I peek over at my brother and quickly bat my eyelashes at him. He sighs in defeat and nods in agreement.

 

“Fine. You two, try to locate the missile. If along the way you happen to find anyone or anything that can help stop that thing, use it,” my brother suggests.

 

“But the way they developed it, it goes through even iron and steel… I guess if we find something we haven’t tested yet, then we can at least try it out…” I mumble, not sounding very confident at all.

 

“Yeah, I know. Too bad almost everything’s been destroyed. We can’t even dig deep enough to figure out if being underground would help. I know it was tested for the third missile, but their shelter was apparently not deep down enough,” my brother sadly states.

 

Those people he speaks of in such a regretful tone were old colleagues of his from his college years.

 

“Okay,” he continues. “I’ll try to find our fourth troublesome member to advise him of the plan and to see if he had any brilliant ideas. They’re usually dumb, but they at least work. Man, do I miss cell phones… Anyway, let’s try and stop this thing and save what’s left of our species!”

 

We run around searching where we can for hours, and I mean literally run. Missiles two and three didn’t only take out most life on Earth, but they also disintegrated nearly every man-made and nature-made structure and material, with the exception of the very few we use for our daily uses.

 

All that can be seen for miles is almost like a gravel-filled desert. It’s difficult to run on and doesn’t feel good against our worn-down shoes. It’s a depressing sight around us, but we have to keep running. We have something that needs to get done.

 

I lead my husband by the hand. We don’t have any time for him to use the tools that he had created for himself long ago to help him get around with ease. Plus, it’s become increasingly more dangerous for him to even stand around on his own, so I hardly ever leave his side regardless.

 

We run.

 

And we run.

 

And we keep on running, but we can’t seem to find anything at all. The only hint that we have regarding the possible location of the missile is that it’s somewhere in this portion of the world. If we can miraculously find its exact location, then there’s a slight chance that we’ll be able to possibly cut or mess with its signal so that it doesn’t automatically launch like the last one did.
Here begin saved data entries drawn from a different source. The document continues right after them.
PR #5839, opened 2026-03-10
Fix CLI creating wrong file when path contains query parameters

glommer:
The CLI routed any path containing '?' through from_uri(), but OpenOptions::parse() only parses query params with a file: prefix. This meant test.db?locking=shared_reads silently created a different file literally named "test.db?locking=shared_reads".

Fix: normalize path?key=val to file:path?key=val so query parameters are always parsed as URI options instead of being part of the filename.

## Motivation and context

This is part of my multi-process work, but this is general purpose. It is just very annoying that if you don't specify file://, mode setting doesn't work. So I am sending this separately.

### DIFF
--- a/cli/app.rs
+++ b/cli/app.rs
@@ -220,7 +220,9 @@ impl Limbo {
             .with_attach(opts.experimental_attach)
             .with_unsafe_testing(opts.unsafe_testing);
 
-        let (io, conn) = if db_file.contains([':', '?', '&', '#']) {
+        let db_file = normalize_db_path(db_file);
+
+        let (io, conn) = if db_file.starts_with("file:") {
             Connection::from_uri(&db_file, db_opts)?
         } else {
             let flags = if opts.readonly {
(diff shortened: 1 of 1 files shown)


cli/app.rs
```diff
@@ -220,7 +220,16 @@ impl Limbo {
             .with_attach(opts.experimental_attach)
             .with_unsafe_testing(opts.unsafe_testing);
 
-        let (io, conn) = if db_file.contains([':', '?', '&', '#']) {
+        // Normalize path?key=val to file:path?key=val so query parameters
```
LeMikaelF: could you add a test, so we don't regress in the future? it would be interesting to test cases like files starting with `file:`, files containing question marks, etc.

glommer: sure. To be clear, this will make us diverge in behavior from sqlite's shell, because now there isn't really a way to create a file called `mikael?mode=ai`, whereas before, that's what you would get if trying to pass a mode.

I think sqlite is wrong on that, and I think we should fix it. My arguments are that first, I can't count the numbers of time I created the wrong file by mistake when trying to pass a mode. Second, it is very common to create files programatically and pass the `file:///` prefix regardless of what is done (at which point you would interpret `?=mode` as a modeset...

PR #5845, opened 2026-03-11
core/translate: plan correlated subqueries at correct scope during window restructuring

### LINKED ISSUE #5760: Correlated subquery combined with window function causes "no such table"
## Description
Combining a correlated subquery in the SELECT list with a window function causes a "no such table" error. Both features work independently.

## Reproducer
```sql
CREATE TABLE t(id INT, grp TEXT, val INT);
INSERT INTO t VALUES (1,'a',10),(2,'a',20),(3,'b',30);

-- Combined: fails
SELECT t.id,
  (SELECT COUNT(*) FROM t t2 WHERE t2.grp = t.grp) as grp_cnt,
  SUM(t.val) OVER () as total
FROM t ORDER BY t.id;
-- Turso: Parse error: no such table: t
-- SQLite: 1|2|60, 2|2|60, 3|1|60

-- Correlated subquery alone: works
SELECT t.id, (SELECT COUNT(*) FROM t t2 WHERE t2.grp = t.grp) FROM t ORDER BY t.id;
-- Both: 1|2, 2|2, 3|1

-- Window function alone: works
SELECT t.id, SUM(t.val) OVER () as total FROM t ORDER BY t.id;
-- Both: 1|60, 2|60, 3|60
```

The window function planning phase restructures the query in a way that breaks correlated subquery table reference resolution.

---

Flanderzz:
## Description
  - Modified `prepare_window_subquery()` to call `plan_subqueries_from_select_plan()` at the innermost recursion level 
  - Added handling for `Expr::SubqueryResult` in `rewrite_terminal_expr()` to preserve subqueries during expression rewriting 
  - Added regression test for correlated subquery with window functions in `memory.sqltest`
 
## Motivation and context
SQL Queries combining correlated subqueries with window functions failed with Parse error: no such table: t.

During Window planning, raw subquery AST nodes in the SELECT list were not handled by rewrite_terminal_expr and were silently dropped from the plan. By the time plan_subqueries_from_select_plan ran, the correlated subquery expressions were gone, so they never got planned. 

This fix ensures subquery expressions survive window restructuring and are planned at the correct inner scope where table references still resolve.

Closes #5760

## Description of AI Usage
I used AI for aiding in adding sqltest functions based on original query in the issue and my ideas on how to write the test queries.


LeMikaelF:
thanks for the PR

PR #5846, opened 2026-03-11
Preserve rowid values in VACUUM INTO output

### LINKED ISSUE #5805: `VACUUM INTO` Renumbers Rowid for Ordinary Rowid Tables
```sql
CREATE TABLE t(a TEXT);
INSERT INTO t(rowid, a) VALUES(5, 'x');
VACUUM INTO '/tmp/vacuum_rowid_dest_turso.db';
SELECT rowid, a FROM t;
┌───────┬───┐
│ rowid │ a │
├───────┼───┤
│     5 │ x │
└───────┴───┘
```

```sql
❯  sqlite3 /tmp/vacuum_rowid_dest_turso.db
sqlite> select rowid,* from t;
1|x
sqlite>
```

kumarUjjawal:
## Description

This PR fixes `VACUUM INTO` so it preserves hidden rowid values for ordinary rowid tables instead of renumbering them in the destination database. 

## Motivation and context

Issue #5805 reported that `VACUUM INTO` produced a destination DB where rowids were renumbered (e.g. rowid `5` became `1`), while SQLite preserves rowid values for ordinary rowid tables.

Closes #5805

### DIFF
--- a/core/vdbe/execute.rs
+++ b/core/vdbe/execute.rs
@@ -13588,6 +13588,7 @@ fn op_vacuum_into_inner(
                         let source_btree_table =
                             program.connection.schema.read().get_btree_table(table_name);
                         let rowid_alias = source_btree_table
+                            .as_ref()
                             .filter(|table| table.has_rowid)
                             .and_then(|table| {
                                 ["rowid", "_rowid_", "oid"]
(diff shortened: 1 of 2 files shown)


core/vdbe/execute.rs
```diff
@@ -13162,6 +13162,8 @@ pub(crate) struct OpVacuumIntoState {
     table_names: Vec<String>,
     /// Column names for the current table being copied
     current_table_columns: Vec<String>,
+    /// Unescaped column names for shadowed rowid alias detection
+    current_table_column_names: Vec<String>,
```
avinassh: why do we need this

avinassh:
can you also add sqltest

you could also add a compatibility test in tests/integration/query_processing/test_vacuum.rs showing how sqlite preserves and turso did not

Pavan-Nambi:
could u please add test cases for below scenarios too

 explicit INTEGER PRIMARY KEY
 and vaccum into with indexes(parital,normal,unique)
 
 just to be more safe as they have specific tests in sqlite too.

core/vdbe/execute.rs
kumarUjjawal: thanks for the feedback, I removed current_table_column_names and switched alias detection to existing schema metadata.

avinassh (approved):

PR #5848, opened 2026-03-11
Use updated rowid in BEFORE UPDATE trigger NEW context

### LINKED ISSUE #5844: BEFORE UPDATE trigger sees OLD rowid instead of NEW rowid
## Description
When an UPDATE changes the rowid (INTEGER PRIMARY KEY), BEFORE UPDATE triggers see the old rowid value via `NEW.id` instead of the new value. This affects both the WHEN clause and the trigger body.

## Reproducer
```sql
CREATE TABLE t(id INTEGER PRIMARY KEY, name TEXT);
INSERT INTO t VALUES(1, 'hello');
CREATE TRIGGER tr BEFORE UPDATE ON t WHEN NEW.id = 5
  BEGIN SELECT RAISE(ABORT, 'blocked'); END;
UPDATE t SET id = 5 WHERE id = 1;
-- Turso: trigger does not fire, update succeeds silently
-- SQLite: trigger fires, returns "blocked" error
```

```sql
CREATE TABLE t(id INTEGER PRIMARY KEY, name TEXT);
CREATE TABLE log(val INTEGER);
INSERT INTO t VALUES(1, 'hello');
CREATE TRIGGER tr BEFORE UPDATE ON t
  BEGIN INSERT INTO log VALUES(NEW.id); END;
UPDATE t SET id = 5 WHERE id = 1;
SELECT * FROM log;
-- Turso: 1 (old rowid)
-- SQLite: 5 (new rowid)
```

Per [SQLite documentation](https://sqlite.org/lang_createtrigger.html): "The value of NEW.rowid is undefined in a BEFORE INSERT trigger in which the rowid is not explicitly set to an integer." This caveat is scoped to BEFORE INSERT only — `NEW.rowid` should be well-defined in BEFORE UPDATE triggers.

`core/translate/emitter/update.rs:913` - The BEFORE trigger's `new_registers` vector uses `beg` (the OLD rowid register) instead of `rowid_set_clause_reg.unwrap_or(beg)`. The AFTER trigger path at line 2049 already handles this correctly.

---

kumarUjjawal:
## Description

Use the updated rowid register when building the `NEW` pseudo-row for `BEFORE UPDATE`.

This fixes cases where an `UPDATE` changes the rowid, either through an `INTEGER PRIMARY KEY` alias or through bare `rowid`, and `BEFORE UPDATE` triggers were still seeing the old rowid via `NEW.id` / `NEW.rowid`

## Motivation and context

Issue #5844 showed that `BEFORE UPDATE` triggers were wired to the old rowid register when the updated row changed its rowid. As a result:
  - `WHEN` clauses that depended on `NEW.id` or `NEW.rowid` did not fire
  - trigger bodies observed the old rowid instead of the new one

Closes #5844

### DIFF
--- a/core/translate/emitter/update.rs
+++ b/core/translate/emitter/update.rs
@@ -908,9 +908,10 @@ fn emit_update_insns<'a>(
             let old_registers =
                 old_registers.expect("old_registers allocated when has_before_triggers");
             // NEW row values are already in 'start' registers
+            let new_rowid_reg = rowid_set_clause_reg.unwrap_or(beg);
             let new_registers = (0..col_len)
                 .map(|i| start + i)
-                .chain(std::iter::once(beg))
+                .chain(std::iter::once(new_rowid_reg))
                 .collect();
 
             // If the program has a trigger_conflict_override, propagate it to the trigger context.
--- a/testing/runner/tests/trigger.sqltest
+++ b/testing/runner/tests/trigger.sqltest
@@ -1353,6 +1353,67 @@ expect {
     triggered for id 1
 }
 
+# https://github.com/tursodatabase/turso/issues/5844
+# BEFORE UPDATE trigger WHEN should see the updated rowid alias value
+@cross-check-integrity
+test trigger-before-update-rowid-change-when-sees-new-rowid {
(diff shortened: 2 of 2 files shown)


PThorpe92:
Sorry I didn't see this and already pushed a fix 
Closed by #5860

PR #5854, opened 2026-03-11
Strengthen VACUUM INTO coverage for partial and mixed indexes

### LINKED ISSUE #5850: `VACUUM INTO` and partial indexes
IIRC `VACUUM INTO` doesn't work correctly when the source DB has partial indexes. Lets make sure it works, and also add a test `tests/integration/query_processing/test_vacuum.rs`. 

Ideally, we should have all sorts of indexes supported by SQLite, including partial, expression index and make sure `VACUUM INTO` works.

kumarUjjawal:
## Description

This PR strengthens `VACUUM INTO` integration coverage for index-heavy schemas.

  Changes:
  - Updates the existing partial-index vacuum test to enforce `PRAGMA integrity_check = 'ok'` on both source and destination databases.
  - Removes stale commented-out failure scaffolding from the partial-index test.
  - Adds a new regression test

## Motivation and context

Issue #5850 tracks `VACUUM INTO` behavior when the source database has partial indexes. The suite previously documented a historical failure in comments instead of enforcing correctness. This PR converts that path into a strict regression guard and extends coverage to additional SQLite index forms (including expression indexes), reducing risk of future regressions in schema/data copy behavior during `VACUUM INTO`.

Closes #5850

### DIFF
--- a/tests/integration/query_processing/test_vacuum.rs
+++ b/tests/integration/query_processing/test_vacuum.rs
@@ -1288,7 +1288,8 @@ fn test_vacuum_into_with_partial_indexes(tmp_db: TempDatabase) -> anyhow::Result
     )?;
     conn.execute(
         "CREATE INDEX idx_pending_orders ON orders (customer, amount) WHERE status = 'pending'",
-    )?;
+    )
+    .unwrap();
     // create another partial index for variety
     conn.execute("CREATE INDEX idx_large_orders ON orders (customer) WHERE amount > 1000")?;
 
@@ -1398,9 +1399,7 @@ fn test_vacuum_into_with_mixed_index_types(tmp_db: TempDatabase) -> anyhow::Resu
     let dest_conn = dest_db.connect_limbo();
 
     assert_eq!(run_integrity_check(&dest_conn), "ok");
-    if !tmp_db.enable_mvcc {
-        assert_eq!(source_hash.hash, compute_dbhash(&dest_db).hash);
-    }
+    assert_eq!(source_hash.hash, compute_dbhash(&dest_db).hash);
 
     let index_defs: Vec<(String, String)> = dest_conn.exec_rows(
         "SELECT name, sql FROM sqlite_schema


tests/integration/query_processing/test_vacuum.rs
```diff
@@ -1289,8 +1288,7 @@ fn test_vacuum_into_with_partial_indexes(tmp_db: TempDatabase) -> anyhow::Result
     )?;
     conn.execute(
         "CREATE INDEX idx_pending_orders ON orders (customer, amount) WHERE status = 'pending'",
-    )
-    .unwrap();
+    )?;
```
avinassh: why this is changed though

unwrap is fine in tests

tests/integration/query_processing/test_vacuum.rs
```diff
@@ -1312,15 +1312,7 @@ fn test_vacuum_into_with_partial_indexes(tmp_db: TempDatabase) -> anyhow::Result
...
-    // this fails due to existing bug in the integrity_check with partial indexes
-    // ---- query_processing::test_vacuum::test_vacuum_into_with_partial_indexes stdout ----
-    //
-    // thread 'query_processing::test_vacuum::test_vacuum_into_with_partial_indexes' panicked at tests/integration/query_processing/test_vacuum.rs:1220:5:
-    // assertion `left == right` failed
-    //   left: "wrong # of entries in index idx_large_orders\nwrong # of entries in index idx_pending_orders\nrow 1 missing from index idx_large_orders\nrow 2 missing from index idx_large_orders\nrow 2 missing from index idx_pending_orders\nrow 4 missing from index idx_pending_orders\nrow 5 missing from index idx_large_orders"
-    //  right: "ok"
-
-    // assert_eq!(run_integrity_check(&dest_conn), "ok");
+    assert_eq!(run_integrity_check(&dest_conn), "ok");
```
avinassh, line 1316: is it running twice

tests/integration/query_processing/test_vacuum.rs
```diff
@@ -1366,6 +1358,116 @@ fn test_vacuum_into_with_partial_indexes(tmp_db: TempDatabase) -> anyhow::Result
...
+    let dest_path = dest_dir.path().join("vacuumed_mixed_indexes.db");
+    conn.execute(format!("VACUUM INTO '{}'", dest_path.to_str().unwrap()))?;
+
+    let dest_db = TempDatabase::new_with_existent(&dest_path);
+    let dest_conn = dest_db.connect_limbo();
+
+    assert_eq!(run_integrity_check(&dest_conn), "ok");
+    if !tmp_db.enable_mvcc {
+        assert_eq!(source_hash.hash, compute_dbhash(&dest_db).hash);
+    }
```
avinassh: 🤔  not needed for mvcc, I guess? since test isn't compatible with mvcc

tests/integration/query_processing/test_vacuum.rs
kumarUjjawal: It’s not running twice. There is only one active  call for the destination DB. The other integrity check is on conn (source DB) as aprecondition, so we can assert source is healthy before VACUUM INTO and destination is healthy after.

avinassh (approved):

PR #5879, opened 2026-03-11
core/translate: Enable CROSS JOINs

PThorpe92:
## Description
We already essentially supported this by doing regular `SELECT * from t, t2;`

This officially enables support and adds targeted _clanker tests_ :tm:


jussisaurio:
the most useful sqlite feature of all time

But, that option seems to be creeping further and further away from us the more we run.

 

Time is running out. We had estimated that it would launch by sundown, and it’s already late afternoon.

 

I squeeze his hand twice. He knows exactly what that means.

 

“Let’s go meet up with them,” he suggests in a much calmer voice than I could ever muster right now. “We may as well spend our last moments together. We tried our best.”

 

He’s right. We’ve been so focused on searching for its location that we haven’t even had the opportunity to say our goodbyes to one another; something that I’ve been trying to unsuccessfully convince myself isn’t needed because everything will somehow turn out okay.

 

I give a quick nod to try and reassure myself and we start to run toward the only place available for humans to take shelter in on this side of the world.

 

Almost immediately, the ground below us begins to frantically shake back and forth with a deep rumble emanating from all around us.

 

“An earthquake?!” I gasp, attempting to keep my balance. That’s the last thing we need right now.

 

“No,” he says. “This feels more like it’s-”

 

And that’s when I see it for myself: the last missile.

 

“Are you kidding me…? It was this close to us the entire time?”

 

I’m not entirely sure if those words managed to actually leave my mouth. They felt like they got stuck at the bottom of my throat, making me feel nauseous. The fact that it had literally been beneath our feet the entire time hurt me more than the fact that it had been launched.

 

“Let’s go!” he exclaims, tugging on my arm. Despite the situation, he knows exactly in which direction we have to go and we quicken our pace.

 

All I can think about on the way is that we’ve failed. Nobody can change my mind. We carelessly failed humanity more than once. I was taught growing up that good is always supposed to win in the end, that everything would always work out for good people. Does that mean we were bad all along? We didn’t manage to do anything good in the end. We couldn’t even save a single child.

 

We know that we still have a little bit of time before the missile hits. They had oddly been designed to leave Earth’s atmosphere for an unknown reason, would orbit the planet a single time, and would then come back down. So, the estimated time we have is a little over ninety minutes, the amount of time it would normally take a shuttle to orbit the Earth.

 

We finally reach our destination. This is the only building that we were able to find after the third missile that was still relatively intact. It’s very clearly falling apart now, but it serves its purpose. It’s all the remainder of humanity has to shelter themselves from the unforgiving climate that followed the second missile. Even without any planes in sight, it’s easy to see that it had once been a bustling international airport in the distant past.

 

However, walking into it is always heartbreaking. This is when I always feel grateful that my husband can’t see. 

 

There are so many sick, dirty, and hungry people of all ages in every corner imaginable huddled up so close together that it almost looks like they’re absorbing one another. It’s nearly impossible to pick out a single person within the bundles.

 

We took too long to get here, though, and now we’re exhausted. We decide to sit on the floor where we’re standing to try to calm our breathing a bit.

 

The air in here makes it so difficult to breathe. I’m trying to concentrate on catching my breath and take a chance to glance out of the nearest window just below someone’s shoulder.

 

My heart feels like it’s stopped. The last one was the quietest one. It’s here. It’s already landed. 

 

I can see the strange mist emanating from it and slowly making its way over to us. It’s only a matter of time now before it seeps through the what little glass and walls we have between us and the deadly contents of that missile.

 

It’s even harder for me to breathe now. I’m beginning to hyperventilate.

 

My husband hears me panicking and realizes what must be happening. Apparently, even he didn’t hear the missile this time.

 

He removes his mask and turns to properly face me. He places both of his hands on the sides of my face, forcing me to look at nothing but him.

 

It’s been so long since I’ve seen his eyes, but even now amidst the end, they seem to still have a tranquilizing effect on me.

 

“Listen to me,” he says. “Everything’s going to be alright. We did our best, okay?”

 

All I can do not to cry is nod. My nose hurts.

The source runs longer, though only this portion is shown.